This reminds me of Antirez's "Don't fall into the anti-AI hype" [0]

In a sentence: These foundation models are really good at optimizing these extremely high level, extremely well defined problem spaces (ie multiply matrices faster). In Antirez's case, it's "make Redis faster".

There have been two reactions: "Oh it would never work for me" and "I have seen months of my life accomplished in an hour", and I think they're both right. I think we should be excited for Antirez, (who has since been popping off [1]), and I think the rest of us should rest easy knowing that LLM's can't (and maybe were never meant to) tackle the tacit-knowledge-filled, human-system-centric, ambiguously-defined-problem-space jobs most mortals work.

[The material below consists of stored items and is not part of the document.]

PR #4682, opened 2024-08-29
Create notifications settings preference page in React

### LINKED ISSUE #4416: Settings page for notifications
See: https://next-console.couchershq.org/notifications

This should be brought into the web frontend.

nabramow:
Closes #4416 

Right now users edit their notification email and push preferences via this separate console page [here](https://next-console.couchershq.org/notifications). The task is to convert this to React and work it into the frontend web app.

We discussed in last standup the route should be `/account-settings/notifications` so it's there. To access it you can go to account settings and click the notification settings button.

In standup we also decided to change the order of the Account Settings page to put the not-editable ones up top, that's done here too.

**Backend checklist**
- [ ] All tests pass

**Web frontend checklist**
- [ x ] Formatted my code with `make format`
- [ x ] There are no warnings from `make lint`
- [ x ] There are no console warnings when running the app - **Well the ones that don't involve upgrading Material UI at least**
- [ x ] Added any new components to storybook
- [ x ] All tests pass


app/backend/src/couchers/urls.py
```diff
@@ -39,6 +39,10 @@ def account_settings_link():
     return f"{config['BASE_URL']}/account-settings"
 
 
+def notification_settings_link():
+    return f"{config['BASE_URL']}/account-settings/notification-settings"
+
+
```
aapeliv, line 45: The file `app/backend/src/couchers/notifications/background.py`, on line 61, adds a link to "manage notification settings" to the email footer. Could you please update `urls.account_settings_link()` to `urls.notification_settings_link()`!

https://github.com/Couchers-org/couchers/blob/96dc7b746a1f1dacf8e51026ae3993fbb5d42c4a/app/backend/src/couchers/notifications/background.py#L61-L63

docs/urls.md
```diff
@@ -74,3 +74,6 @@ URL:  https://couchers.org/password-reset
 
 Title: Complete password reset / set new password page
 URL: https://couchers.org/complete-password-reset?token=abc123
+
+Title: Edit notification settings
+URL:  https://couchers.org/profile/notifications
```
aapeliv: This is now different, right?

aapeliv (commented):
Backend side is OK, just a minor comment!

app/backend/src/couchers/urls.py
nabramow: Done!

docs/urls.md
nabramow: Ooo good catch, thanks! Done!

app/web/features/auth/notifications/EditNotificationSettingsPage.tsx
```diff
@@ -0,0 +1,145 @@
...
+                    ? "account_settings"
+                    : topic.topic;
+
+                if (!acc[key]) {
+                  acc[key] = [];
+                }
+
+                if (subTopic.userEditable) {
+                  acc[key].push({ ...subTopic, topic: topic.topic });
+                }
```
nabramow: FYI I decided to make the not userEditable ones not visible. If they can't change them, doesn't seem to make sense to show them?

I notice we show them on the console but I dunno.

Let me know if you prefer I make the switch disabled for them.

app/web/features/auth/locales/es.json
```diff
@@ -159,7 +159,97 @@
...
+          "verify": "Tu número de teléfono ha sido verificado"
+        },
+        "birthdate": {
+          "change": "Tu fecha de nacimiento ha sido cambiada"
+        },
+        "gender": {
+          "change": "El género mostrado en tu perfil ha sido cambiado"
+        }
+      }
+    }
```
nabramow, line 252: @bakeiro I 100% did these translations with ChatGPT so if anything looks weird let me know.

app/web/features/auth/notifications/NotificationSettingsListItem.tsx
```diff
@@ -0,0 +1,103 @@
...
+  });
+  const [isCollapseOpen, setIsCollapseOpen] = useState<boolean>(false);
+
+  const handleCollapseClick = () => {
+    setIsCollapseOpen(!isCollapseOpen);
+  };
+
+  const renderItems = () =>
+    items
+      .filter((item) => item.userEditable)
```
nabramow, line 76: This is so if a group has no userEditable items (i.e. account security), it won't show the group at all (i.e. an empty collapse).

app/web/features/communities/events/InviteCommunityDialog.tsx
```diff
@@ -1,21 +1,21 @@
+import { DialogProps, Link as MuiLink } from "@material-ui/core";
+import Alert from "components/Alert";
+import Button from "components/Button";
```
nabramow: I didn't change anything here, the linting reordered the imports I think.

app/web/package.json
```diff
@@ -14,6 +14,7 @@
     "format:check": "prettier --check '**/(*.ts|.tsx)'",
     "jest": "jest --modulePaths=.",
     "lint": "next lint",
+    "lint:fix": "next lint --fix .",
```
nabramow, line 17: It was annoying me that there was only one to see the incorrect linting but not autofix it. There's an autofix for the backend so added this. Let me know if that's bad.

aapeliv (commented):
Backend looks good to me!

aapeliv:
I had a poke around at https://couchers-git-web-featuresettings-notifications-couchers-org.vercel.app/account-settings/notifications

The next/staging server it targets is in Australia (so that the devs in NA get a feel for what latency does to the app :P).

Right now it seems there's no loading state? If I click on a checkbox it doesn't do anything until (presumably the API call is executed and) the state is updated. It makes it feel non-responsive in a way. Would there be a way to add loading state somehow to indicate the toggle was clicked but it's saving?

Also I think I discovered a bug: if you toggle another checkbox while the first one is loading, it doesn't seem to consistently toggle both.

Here's a video (though you can't see when I click so not sure how useful it is):


https://github.com/user-attachments/assets/b4403dc5-d03a-4aa5-9dc3-c225820e1a5d

Ooo thanks for catching those. I was thinking how I wanted to handle that loading state but got distracted. 

After reading through some Material-UI github issues I found a good way to add a loading state since they don't have it built in.

Also fixed the bug with the two switches interfering with each other by giving separate loading state and disabling it from changing again while loading.

app/web/components/CustomColorSwitch.tsx
```diff
@@ -0,0 +1,84 @@
...
+    checked: {},
+    disabled: {},
+    track: {},
+  }))(Switch);
+
+  const Icon = () => (
+    <div
+      className={`${classes.circle} ${
+        checked && !isLoading ? classes.active : ""
+      }`}
```
aapeliv: I think there's a helper for this from `import classNames from "classnames";`.

I think this would be `classNames(classes.circle, {classes.active: checked && !isLoading})`

app/web/components/CustomColorSwitch.tsx
```diff
@@ -0,0 +1,84 @@
...
+        "& + $track": {
+          backgroundColor: checked ? color : theme.palette.grey[200],
+          opacity: 0.4,
+        },
+      },
+    },
+    checked: {},
+    disabled: {},
+    track: {},
+  }))(Switch);
```
aapeliv: I am wondering about this: I've not seen it elsewhere in the codebase (using `withStyles`). I feel we have some other custom-styled Mui components as well. I'm not sure how they are done.

Another thing is that should we just apply this override globally in `theme.ts`? Is there a case where we don't want this custom styled switch?

Anyway, this is not so important, feel free to ignore :)

app/web/features/auth/notifications/EditNotificationSettingsPage.tsx
aapeliv: I think that's good!

app/web/features/auth/notifications/EditNotificationSettingsPage.tsx
```diff
@@ -0,0 +1,145 @@
...
+          });
+
+          return acc;
+        },
+        {}
+      );
+
+      setGroups(computedGroups);
+    } catch (error) {
+      console.error("Error fetching notification settings data:", error);
```
aapeliv: Should you re-raise it here?

app/web/features/auth/notifications/NotificationSettingsSubListItem.tsx
```diff
@@ -0,0 +1,156 @@
...
+  return (
+    <>
+      {mutationError && (
+        <Alert severity="error">
+          {mutationError || t("global:error.unknown")}
+        </Alert>
+      )}
+      <Typography className={classes.descriptionText}>
+        {t(
+          //@ts-ignore - I spent hours on this type with no luck
```
aapeliv, line 122: :(

aapeliv (commented):
This looks good to me! I left a few comments that I picked up.

app/web/components/CustomColorSwitch.tsx
nabramow: Okay this is done!

app/web/components/CustomColorSwitch.tsx
nabramow: I've changed it to using our `makeStyles` and switched to the custom-styled Mui components.

As for the global override, should I make a separate ticket for that? I can make sure all the existing switches use the loading state?

I originally did this as the existing switch was orange and it could only be made the primary, secondary or default colors, none of which we wanted based on the design.

I think better in a separate ticket then if I mess something up or miss one easier to notice and review.

app/web/features/auth/notifications/EditNotificationSettingsPage.tsx
nabramow: What specifically are you thinking I should re-raise?

app/web/components/CustomColorSwitch.tsx
aapeliv: Sounds good!

app/web/features/auth/notifications/EditNotificationSettingsPage.tsx
aapeliv: Right now you are catching and suppressing any error that occurs in this block, right? If I understand correctly you are just ignoring the error and the user will see no groups?

When I do backend stuff we try to not suppress errors: only catch and handle the ones we can recover from, and let others bubble up to a global exception handler.

I guess on the frontend there's an error boundary. Of course it will look bad for the user if they get that, but it won't silently fail.

I'm not sure if this is right for the frontend, hence the qeustion :)

aapeliv (dismissed):
Looks good to me! Feel free to merge when CI passes :)

app/web/features/auth/notifications/EditNotificationSettingsPage.tsx
nabramow: Ah yes you're right I should generally def do that. On further look of this specific one though, I removed the try/catch. This is because the api call error handling is already being handled in the hook in this case, so the only thing this would be catching is if my parsing of the groups went wrong, which I would already know at this point.

aapeliv (approved):
LGTM

app/web/features/auth/locales/es.json
bakeiro: ahahha ok!!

[0] https://antirez.com/news/158 [1] https://antirez.com/news/164

>I think the rest of us should rest easy knowing that LLM's can't (and maybe were never meant to) tackle the tacit-knowledge-filled, human-system-centric, ambiguously-defined-problem-space jobs most mortals work

I don't believe that anymore, to be honest. Models are starting to get good at ambiguity. Claude Code now asks me when something is ambiguous. Soon, all meetings will be recorded, transcribed and stored in a well-indexed place for the agents to search when faced with ambiguity (free startup idea here!). If they can ask you now, they'll be able to search for the answers themselves once that's possible. In fact, they already do it now if you have a well-documented Notion/Confluence, it's just that nobody has.

It's probably harder to RL for "identify ambiguity" than RL'ing for performance algorithms, sure, but it's not impossible and it's in the works. It's just a matter of time now.

  • > Models are starting to get good at ambiguity

    That's fair, and something I've observed too. I wish I had written "the rest of us shouldn't freak out and quit software today".

    But here's another data point: At the biotech I work for, writing good code has never been the bottleneck. I actually told my boss that a paid Claude vs free subscription wouldn't be that much value because even if it took every piece of code or algorithm we've ever written and 10x-ed the hell out of them, we'd still be bottlenecked by the biology and physics which dictates that we wait 24 days for our histology assay pipeline.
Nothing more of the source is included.